Action item: Examine each line of the data. Copy the line if it includes the word "those".
[[ Data to examine open ]]
PR #6680, opened 2025-09-04
enh(bokeh): Optimize HeatMap rendering path if gridded and contiguous

philippjfr:
HeatMap is currently rendered using `rect` glyphs. This approach is flexible, since it allows the heatmap to be overlaid on arbitrary categorical axes, and each rectangle is drawn independently of the axis ordering. However, for large heatmaps with many categories, it becomes **extremely inefficient**: each rectangle (pixel) must be sent and rendered individually, which both increases data transfer and slows down rendering. To address this, we’ve added a new code path that is used when the HeatMap is already gridded and the data is contiguous with respect to the x- and y-axis factors.

### Example

```python
import numpy as np

arr = np.ones((10, 12)) * np.arange(12) * np.atleast_2d(np.arange(10)).T
hm_data = (list(map(str, range(12))), [chr(65+i) for i in range(10)], arr)

hv.HeatMap(hm_data) * hv.Points([('0', 'A'), ('11', 'E'), ('12', 'F')]).opts(color='red')
```

bokeh_plot - 2025-09-04T124540 963

### ToDo

- [x] Fix hover support
- [ ] Ensure invert_axes is handled correctly
- [ ] Ensure invert_xaxis and invert_yaxis are handled correctly
- [x] Add tests

### Observations

In implementing this I found a fairly undesirable behavior of our axis range/factor calculations. Specifically because we accumulate the ranges by element type the ordering of factors is not preserved correctly if there is a layer above and below that are of the same type.

As an example here we have `Points * HeatMap * Points`:

```python
hv.Points([('-1', '@')]) * hv.HeatMap(data) * hv.Points([('0', 'A'), ('11', 'E'), ('12', 'F')])
```

bokeh_plot - 2025-09-04T125023 924

because the factors of the Points are jointly calculated we end up with the x-axis order starting as `[-1, 0, 11, 12, ...]` rather than the `[-1, 0, 1, 2, ...]` ordering you'd expect if you calculated the element factors in sequence. In this case, this causes the heatmap to be non-contiguous, disabling the optimized codepath.

### DIFF
--- a/holoviews/plotting/bokeh/heatmap.py
+++ b/holoviews/plotting/bokeh/heatmap.py
@@ -56,6 +56,12 @@ class HeatMapPlot(ColorbarPlot):
         function, draw separation lines where function returns True for passed
         heatmap category.""")
 
+    optimize_gridded = param.Boolean(default=True, doc="""
+        Whether to optimize the heatmap rendering when the data is
+        gridded and contiguous. If enabled, a single image glyph will be
+        used to render the heatmap instead of individual quad glyphs,
+        significantly improving performance for large heatmaps.""")
+
 
     style_opts = ['cmap', 'color', 'dilate', *base_properties, *line_properties, *fill_properties]
 
@@ -66,8 +72,12 @@ class HeatMapPlot(ColorbarPlot):
         self._is_contiguous_gridded = False
 
     @property
+    def is_contiguous_gridded(self):
+        return self.optimize_gridded and self._is_contiguous_gridded
+
+    @property
     def _plot_methods(self):
-        return dict(single='image') if self._is_contiguous_gridded else dict(single='rect')
+        return dict(single='image') if self.is_contiguous_gridded else dict(single='rect')
 
     @classmethod
     def is_radial(cls, heatmap):
@@ -84,7 +94,7 @@ class HeatMapPlot(ColorbarPlot):
 
     def _update_hover(self, element):
         hover = self.handles["hover"]
-        if not self._is_contiguous_gridded or 'hv_created' not in hover.tags:
+        if not self.is_contiguous_gridded or 'hv_created' not in hover.tags:
             return super()._update_hover(element)
 
         source = self.handles["cds"]
@@ -136,7 +146,7 @@ class HeatMapPlot(ColorbarPlot):
 
         is_gridded = element.interface.gridded
         x_index = y_index = None
-        if is_gridded:
+        if is_gridded and self.optimize_gridded:
             x_range, y_range = self.handles['x_range'], self.handles['y_range']
             x_cat, y_cat = isinstance(x_range, FactorRange), isinstance(y_range, FactorRange)
             if x_cat:
@@ -155,7 +165,7 @@ class HeatMapPlot(ColorbarPlot):
                 y_index = ranges[y]['data'][0] if (not ydiff.size or np.allclose(ydiff, ydiff[0])) else None
 
         self._is_contiguous_gridded = is_gridded and x_index is not None and y_index is not None
-        if self._is_contiguous_gridded:
+        if self.is_contiguous_gridded:
             style = {k: v for k, v in style.items() if not k.startswith(('annular_', 'xmarks_', 'ymarks_'))}
             style['color_mapper'] = cmapper
             mapping = dict(image='image', x='x', y='y', dw='dw', dh='dh')


holoviews/core/util/__init__.py
```diff
@@ -1123,6 +1124,31 @@ def max_extents(extents, zrange=False):
...
+    b = np.asarray(b)
+
+    if len(a) == 0:
+        return 0
+    if len(a) > len(b):
+        return -1
+    W = sliding_window_view(b, len(a))
+
+    if nan_equal and a.dtype.kind == 'f':
+        eq = (W == a) | (np.isnan(W) & np.isnan(a))
```
hoxbro:
```suggestion
        eq = (W == a) |((W != W) & (a != a))
```

Alternative way. And seems to be a bit faster.

holoviews/core/util/__init__.py
```diff
@@ -22,6 +22,7 @@
 
 import numpy as np
 import param
+from numpy.lib.stride_tricks import sliding_window_view
```
hoxbro: The output of this can be quite large, but I'm not entirely sure what the expected input is.  

image

Just want to paste the note in here https://numpy.org/devdocs/reference/generated/numpy.lib.stride_tricks.sliding_window_view.html#numpy.lib.stride_tricks.sliding_window_view

image

holoviews/plotting/bokeh/heatmap.py
```diff
@@ -71,60 +79,105 @@ def get_data(self, element, ranges, style):
...
 
-        if self.static_source:
+        is_gridded = element.interface.gridded
+        x_index = y_index = None
+        if is_gridded:
+            x_range, y_range = self.handles['x_range'], self.handles['y_range']
+            x_cat, y_cat = isinstance(x_range, FactorRange), isinstance(y_range, FactorRange)
+            if x_cat:
+                xs = self._get_dimension_factors(element, ranges, element.get_dimension(x))
+                x_index = find_contiguous_subarray(xs, x_range.factors)
```
hoxbro: I think we can take advantage of the fact that the categories do not have any duplicates (or am I missing something?) Something like this (missing some of the checks)

``` python 
x = np.asarray([np.str_('A'), np.str_('B'), np.str_('C'), np.str_('D'), np.str_('E'), np.str_('F'), np.str_('G'), np.str_('H'), np.str_('I'), np.str_('J')])
y = np.asarray([ np.str_('E'), np.str_('F'), np.str_('G')])


def example(x, y):
    cmp = np.asarray(x) == y[0]
    
    if not cmp.any():
        return None
    
    idx = np.argmax(cmp)
    
    if not (x[idx:idx+len(y)] == y).all():
        return None
    
    return idx

example(x, y)

```

holoviews/core/util/__init__.py
```diff
@@ -1123,6 +1124,31 @@ def max_extents(extents, zrange=False):
...
+    Return the start index of `a` in `b` if `a` is a contiguous subarray of `b`.
+    Return -1 if not found.
+    """
+    a = np.asarray(a)
+    b = np.asarray(b)
+
+    if len(a) == 0:
+        return 0
+    if len(a) > len(b):
+        return -1
```
hoxbro: This offset the categorial axis for me.


image

``` python
from string import ascii_uppercase

import numpy as np

import holoviews as hv

hv.extension("bokeh")
arr = np.ones((10, 12)) * np.arange(12) * np.atleast_2d(np.arange(10)).T
arr = np.arange(120).reshape(-1, 12)
hm_data = (list(map(str, range(12))), [chr(65 + i) for i in range(10)], arr)
hm_data = (list(map(str, range(12))), [*ascii_uppercase[:10]], arr)
hm_data = (range(12), [*ascii_uppercase[:10]], arr)

p = hv.HeatMap(hm_data)
p.opts(tools=["hover"])
```

philippjfr: Yes, that should have been updated to None.

holoviews/plotting/bokeh/heatmap.py
philippjfr: True, that should work.

philippjfr:
>I can't think of a better way to get HoverTool to work than using CustomJS.

I can, will give that a shot.

holoviews/plotting/bokeh/heatmap.py
philippjfr: Okay, swapped it out.

philippjfr:
This ready to merge now?

hoxbro:
> > I can't think of a better way to get HoverTool to work than using CustomJS.
> 
> I can, will give that a shot.

The hover is not giving the same values as main:

``` python
import numpy as np
import holoviews as hv

hv.extension("bokeh")
arr = np.ones((10, 12)) * np.arange(12) * np.atleast_2d(np.arange(10)).T
hm_data = (list(map(str, range(12))), [chr(65+i) for i in range(10)], arr)

hv.HeatMap(hm_data).opts(tools=["hover"])
```

Main: 
Screenshot From 2025-10-20 13-36-32


This branch:
image

---

This example shows the code going down the wrong (new) codepath.

``` python
import numpy as np
import holoviews as hv

hv.extension("bokeh")
arr = np.ones((10, 12)) * np.arange(12) * np.atleast_2d(np.arange(10)).T

d = list(range(12))
d[-1] += 5
hm_data = (d, [chr(65+i) for i in range(10)], arr)
hv.HeatMap(hm_data).opts(tools=["hover"]) 
```

Main:
image

This branch:

image

---
When the above is fixed we should also verify that something like this works

``` python
import numpy as np
import panel as pn

import holoviews as hv

hv.extension("bokeh")
arr = np.ones((10, 12)) * np.arange(12) * np.atleast_2d(np.arange(10)).T


def func(value):
    d = np.asarray(list(range(12)))
    d[4:] += value
    hm_data = (d, [chr(65 + i) for i in range(10)], arr)
    return hv.HeatMap(hm_data).opts(tools=["hover"])


slider = pn.widgets.IntSlider(start=0, end=2, value=1)
pn.Row(slider, hv.DynamicMap(func, streams={"value": slider}))
```

hoxbro:
I think this should ready now @philippjfr 

> The hover is not giving the same values

This has now been solved by CustomJSHover in https://github.com/holoviz/holoviews/pull/6680/commits/c79679c6649b1ca3c0f74803218a792dd2b886f3

https://github.com/user-attachments/assets/b72fa6db-8588-4741-a8d8-b439790ad97f

> This example shows the code going down the wrong (new) codepath.

Solved by https://github.com/holoviz/holoviews/pull/6680/commits/aa9619c94fb2edda6cb2001bf810f938c9da41f1 (small fix in https://github.com/holoviz/holoviews/pull/6680/commits/f4d0993913433df40afbf748db846b5466578093)

> When the above is fixed we should also verify that something like this works

This likely requires a larger code change, so I think it is out of scope for this PR.

hoxbro:
The hover tool does not work great with a number axis, as it changes each integer and not per border. Can't really think of a way to fix this without being very hacky, will think a bit about it.

``` python
import numpy as np
from bokeh.io import show
from bokeh.models import ColumnDataSource, CustomJSHover, HoverTool

import holoviews as hv

hv.extension("bokeh")
arr = np.ones((10, 12)) * np.arange(12) * np.atleast_2d(np.arange(10)).T
hm_data = (list(map(int, range(0, 24, 2))), [chr(65 + i) for i in range(10)], arr)

hv.HeatMap(hm_data).opts(tools=["hover"])
```




https://github.com/user-attachments/assets/44d966f4-fc20-4bd7-b94e-ba0f2ecc3cee

EDIT: Wrong video

hoxbro:
Should be improved in https://github.com/holoviz/holoviews/pull/6680/commits/8450c8764f0a926ecd8a223b04b6aee9acfe5a2f, likely not ideal with floating numbers. 


https://github.com/user-attachments/assets/5000791c-f9cc-4a2e-9270-18ad435450d8

philippjfr:
Thanks for taking this over and addressing the remaining problems. Could you just quickly outline to me what the remaining issues are? What's the problem with floating numbers (and can't you just default to the default coordinate formatting in those cases)? What happens when switching between contiguous to non-contiguous data in a DynamicMap?

hoxbro:
> What's the problem with floating numbers (and can't you just default to the default coordinate formatting in those cases)?

Pushed a change to fix this (3d8c31c15). This is how it behaves now.


https://github.com/user-attachments/assets/122262b9-7296-4609-af71-b673a3186159



> What happens when switching between contiguous to non-contiguous data in a DynamicMap?

It goes blank when shifting between the different `_plot_methods`, [code as above](https://github.com/holoviz/holoviews/pull/6680#issuecomment-3421771801). 



https://github.com/user-attachments/assets/cd93e621-b779-4150-b41a-8d1be6d48578

hoxbro:
> we should add an option to disable the optimized path

Done in [1ddee1d](https://github.com/holoviz/holoviews/pull/6680/commits/1ddee1df5cd961cfcedbeb2da0f365b2519f106c)

PR #6697, opened 2025-09-18
Don't show tooltip if CI is detected

hoxbro:
Same as what is done in  https://github.com/holoviz/holoviews/pull/6630, but also looking at the CI environment variable, still to avoid it showing up when building docs.

https://www.scivision.dev/ci-detect-environment-variable/

We could also remove HV_DOCS_BUILD since it's not documented anywhere.

### DIFF
--- a/holoviews/ipython/__init__.py
+++ b/holoviews/ipython/__init__.py
@@ -260,7 +260,7 @@ class notebook_extension(extension):
             'bokeh_version':  bokeh_version,
             'mpl_version':    mpl_version,
             'plotly_version': plotly_version,
-            'show_tooltip': not os.getenv("HV_DOCS_BUILD")
+            'show_tooltip': not (os.getenv("CI") or os.getenv("HV_DOCS_BUILD"))
         })
         publish_display_data(data={'text/html': html})
 


maximlt (commented):
-1 on this one, some people may want to have the tooltip in their docs. Instead, I'd suggest:
- Adding a config parameter `show_tooltip_logo` (so one can do `hv.show_tooltip_logo = False`)
- This parameter can be controlled with the env var `HV_SHOW_TOOLTIP_LOGO`
- Documenting this.

hoxbro:
I want it disabled in the documentation builds by _default_. I don't want to see this in docs; the help message is for notebook users. I don't want anybody to have to look up a config or environment variable to hide this.

What about something like `hv.extension(show_tooltip_logo: bool | None=None)`? None will be based on the CI environment variable, while True or False will take priority if set.

maximlt:
> I don't want to see this in docs; the help message is for notebook users.

I think that's true for all the logos, not just the tooltip.

> What about something like `hv.extension(show_tooltip_logo: bool | None=None)`? None will be based on the CI environment variable, while True or False will take priority if set.

You still have to allow a user to display the tooltip if they want on their docs (why would HoloViews forbid that?). Would they have to set `CI=0`?

hoxbro:
> I think that's true for all the logos, not just the tooltip.

I think it is valuable to show the logos. After the first sentence (Extension loaded), I don't see any value in the tooltip; it only adds confusion.  

image

> You still have to allow a user to display the tooltip if they want on their docs

There would be `hv.extension(show_tooltip_logo=True)`. I don't think the tooltip asis is relevant for documentation, and shouldn't be enabled by default (for documentation).  

An alternative could be to only have the first sentence if we detect that we are running in Sphinx.

holoviews/ipython/__init__.py
```diff
@@ -260,7 +260,7 @@ def load_logo(cls, logo: dict | bool = False, bokeh_logo=False, mpl_logo=False,
             'bokeh_version':  bokeh_version,
             'mpl_version':    mpl_version,
             'plotly_version': plotly_version,
-            'show_tooltip': not os.getenv("HV_DOCS_BUILD")
+            'show_tooltip': not (os.getenv("CI") or os.getenv("HV_DOCS_BUILD"))
```
maximlt: How about something like that? I.e. `HV_HIDE_TOOLTIP_LOGO` takes precedence if set to true or false, then `CI`, and finally it's true by default. The idea being that if someone wants to show the tooltip in their docs they should be able to do it without having to touch every `hv.extension()` call.

```python
if os.getenv("HV_HIDE_TOOLTIP_LOGO") is not None:
    show_tooltip = os.getenv("HV_HIDE_TOOLTIP_LOGO", "").lower() in ("0", "false")
elif os.getenv("CI"):
    show_tooltip = False
else:
    show_tooltip=True
```

hoxbro: Should have applied your suggestion in [7c0032c](https://github.com/holoviz/holoviews/pull/6697/commits/7c0032cf1564feda5d90596e5232bdb1ca4ac95d)

PR #6700, opened 2025-09-29
enh: Add gridstyle to matplotlib

ahuang11:
In bokeh, it's possible to adjust the grid lines in a plot with `gridstyle`, but there was no equivalent for matplotlib.

```python
grid_style = {'grid_color': 'black', 'grid_linewidth': 1.5, 'xgrid_linestyle': 'dashed'}

hv.Points(np.random.rand(10, 2)).opts(gridstyle=grid_style, show_grid=True)
```

image

### DIFF
--- a/examples/user_guide/Plotting_with_Matplotlib.ipynb
+++ b/examples/user_guide/Plotting_with_Matplotlib.ipynb
@@ -144,14 +144,14 @@
    "source": [
     "## Grid lines\n",
     "\n",
-    "Grid lines can be controlled through the combination of ``show_grid`` and ``gridstyle`` parameters. The ``gridstyle`` allows specifying a number of options including:\n",
+    "Grid lines can be controlled through the combination of ``show_grid`` and ``gridstyle`` parameters. The ``gridstyle`` allows specifying a number of options including the following:\n",
     "\n",
-    "* ``grid_color``\n",
-    "* ``grid_alpha``\n",
-    "* ``grid_linestyle``\n",
-    "* ``grid_linewidth``\n",
+    "* ``color`` (or ``grid_color``)\n",
+    "* ``alpha`` (or ``grid_alpha``)\n",
+    "* ``linestyle`` (or ``grid_linestyle``)\n",
+    "* ``linewidth`` (or ``grid_linewidth``)\n",
     "\n",
-    "These options may also be applied to minor grid lines by prepending the ``'minor_'`` prefix and may be applied to a specific axis by replacing ``'grid_`` with ``'xgrid_'`` or ``'ygrid_'``. Here we combine some of these options to generate a complex grid pattern:"
+    "Here we combine some of these options to generate a complex grid pattern:"
    ]
   },
   {
@@ -161,6 +161,24 @@
    "outputs": [],
    "source": [
     "grid_style = {'grid_color': 'black', 'grid_linewidth': 1.5, 'xgrid_linestyle': 'dashed'}\n",
+    "\n",
+    "hv.Points(np.random.rand(10, 2)).opts(gridstyle=grid_style, show_grid=True)"
+   ]
+  },
+  {
+   "cell_type": "markdown",
+   "metadata": {},
+   "source": [
+    "You can disable x or y grid lines individually by setting their alpha to 0."
+   ]
+  },
+  {
+   "cell_type": "code",
+   "execution_count": null,
+   "metadata": {},
+   "outputs": [],
+   "source": [
+    "grid_style = {'ygrid_alpha': 0}\n",
     "\n",
     "hv.Points(np.random.rand(10, 2)).opts(gridstyle=grid_style, show_grid=True)"
    ]
--- a/holoviews/plotting/mpl/element.py
+++ b/holoviews/plotting/mpl/element.py
@@ -295,44 +295,55 @@ class ElementPlot(GenericElementPlot, MPLPlot):
         """Updates grid settings on the matplotlib axis based on gridstyle options.
 
         """
-        if not self.show_grid and not self.gridstyle:
+        if self.show_grid is False:
             axis.grid(False)
             return
 
-        style_items = list(self.gridstyle.items())
+        style_items = self.gridstyle.items()
         # Options that apply to both x and y grids, x, and then y
-        both = {k: v for k, v in style_items if k.startswith(('grid_', 'minor_grid'))}
+        both = {
+            k.removeprefix('grid_'): v
+            for k, v in style_items
+            if not k.startswith(('x', 'y'))
+        }
 
         # Merge options - both options first, then axis-specific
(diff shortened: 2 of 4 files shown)


holoviews/plotting/mpl/element.py
```diff
@@ -291,6 +291,49 @@ def _update_backend_opts(self):
...
+        # Apply grid visibility first
+        if xopts or yopts or self.show_grid:
+            axis.grid(True)
+
+        # Apply x-axis grid styling
+        if xopts:
+            xgridlines = axis.get_xgridlines()
+            for line in xgridlines:
+                for prop, val in xopts.items():
+                    if hasattr(line, f'set_{prop}'):
```
maximlt: Shouldn't this at least warn if the property is not found? Same comment for y handling.

holoviews/plotting/mpl/plot.py
```diff
@@ -110,6 +110,11 @@ class MPLPlot(DimensionedPlot):
     fig_size = param.Number(default=100., bounds=(1, None), doc="""
         Size relative to the supplied overall fig_inches in percent.""")
 
+    gridstyle = param.Dict(default={}, doc="""
+        Allows customizing the grid style, e.g. grid_line_color defines
```
maximlt: I don't think `set_line_color` is an existing Matplotlib method?

examples/user_guide/Plotting_with_Matplotlib.ipynb
```diff
@@ -138,6 +138,33 @@
...
+    "## Grid lines\n",
+    "\n",
+    "Grid lines can be controlled through the combination of ``show_grid`` and ``gridstyle`` parameters. The ``gridstyle`` allows specifying a number of options including:\n",
+    "\n",
+    "* ``grid_color``\n",
+    "* ``grid_alpha``\n",
+    "* ``grid_linestyle``\n",
+    "* ``grid_linewidth``\n",
+    "\n",
+    "These options may also be applied to minor grid lines by prepending the ``'minor_'`` prefix and may be applied to a specific axis by replacing ``'grid_`` with ``'xgrid_'`` or ``'ygrid_'``. Here we combine some of these options to generate a complex grid pattern:"
```
maximlt: Could you extend the example a little to also set minor grid lines? I feel it's a pretty common case for Matplotlib plots.

holoviews/plotting/mpl/element.py
```diff
@@ -291,6 +291,49 @@ def _update_backend_opts(self):
...
+                        getattr(line, f'set_{prop}')(val)
+
+        # Apply y-axis grid styling
+        if yopts:
+            ygridlines = axis.get_ygridlines()
+            for line in ygridlines:
+                for prop, val in yopts.items():
+                    if hasattr(line, f'set_{prop}'):
+                        getattr(line, f'set_{prop}')(val)
```
hoxbro:
```suggestion
                    if fn := getattr(line, f'set_{prop}', None):
                        fn(val)
```

Only a suggestion.

holoviews/plotting/mpl/element.py
```diff
@@ -291,6 +291,49 @@ def _update_backend_opts(self):
...
+        """Updates grid settings on the matplotlib axis based on gridstyle options.
+
+        """
+        if not self.show_grid and not self.gridstyle:
+            axis.grid(False)
+            return
+
+        style_items = list(self.gridstyle.items())
+        # Options that apply to both x and y grids, x, and then y
+        both = {k: v for k, v in style_items if k.startswith(('grid_', 'minor_grid'))}
```
hoxbro: Stupid question but why not `minor_grid_`?

holoviews/plotting/mpl/element.py
```diff
@@ -291,6 +291,49 @@ def _update_backend_opts(self):
...
+
+        # Merge options - both options first, then axis-specific
+        xopts = both.copy()
+        xopts.update({k.replace('xgrid_', ''): v for k, v in style_items if 'xgrid' in k})
+
+        yopts = both.copy()
+        yopts.update({k.replace('ygrid_', ''): v for k, v in style_items if 'ygrid' in k})
+
+        # Remove grid_ prefix from matplotlib property names
+        xopts = {k.replace('grid_', ''): v for k, v in xopts.items()}
```
hoxbro: This not only removes the prefix as the comment suggests. You can use `k.removeprefix("grid_")`. 

I also think this could be done before the `both.copy` to avoid doing it twice.

holoviews/plotting/mpl/element.py
```diff
@@ -291,6 +291,49 @@ def _update_backend_opts(self):
...
 
+    def _update_grid(self, axis):
+        """Updates grid settings on the matplotlib axis based on gridstyle options.
+
+        """
+        if not self.show_grid and not self.gridstyle:
+            axis.grid(False)
+            return
+
+        style_items = list(self.gridstyle.items())
```
hoxbro:
```suggestion
        style_items = self.gridstyle.items()
```

Not needed to convert to list as far as I can see.

holoviews/plotting/mpl/element.py
```diff
@@ -291,6 +291,49 @@ def _update_backend_opts(self):
...
+        yopts = both.copy()
+        yopts.update({k.replace('ygrid_', ''): v for k, v in style_items if 'ygrid' in k})
+
+        # Remove grid_ prefix from matplotlib property names
+        xopts = {k.replace('grid_', ''): v for k, v in xopts.items()}
+        yopts = {k.replace('grid_', ''): v for k, v in yopts.items()}
+
+        # Apply grid visibility first
+        if xopts or yopts or self.show_grid:
+            axis.grid(True)
```
hoxbro:
```suggestion
        axis.grid(True)
```

If I read the code correctly, I don't think this if statement is needed because of the first if statement in the function. It's possible that I don't fully understand the nuances of the code, though.

ahuang11:
Thanks both for the feedback.

> Is there a way around not having to prepend grid? gridstyle={"grid_color": "black", "grid_..."} feels redundant.

Okay, I now support prefixing (`gridstyle={"grid_color": "black"}`) and non-prefixing grid (`gridstyle={"color": "black"}`). I'm keeping both because the prefix is consistent with the bokeh backend.

image


> How can I only plot horizontal lines? I think it's because of axis.grid(True).

The way I do it is through `xgrid_alpha = 0`

> As a side note, I was very surprised to see this was not supported by HoloViews! It goes in my bucket of things that make HoloViews not a "real plotting library", making hvPlot's life harder.

To piggyback on this, I don't think there's a way to set minor ticks in HoloViews matplotlib backend AFAIK without hooks, thus:

> Could you extend the example a little to also set minor grid lines

I don't think this is doable yet; will save for another PR some day :)

> k.removeprefix

Cool, I wasn't aware of `removeprefix`.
[[ Data to examine closed ]]
Answer to this exercise:
Thanks for taking this over and addressing the remaining problems. Could you just quickly outline to me what the remaining issues are? What's the problem with floating numbers (and can't you just default to the default coordinate formatting in those cases)? What happens when switching between contiguous to non-contiguous data in a DynamicMap?
> What's the problem with floating numbers (and can't you just default to the default coordinate formatting in those cases)?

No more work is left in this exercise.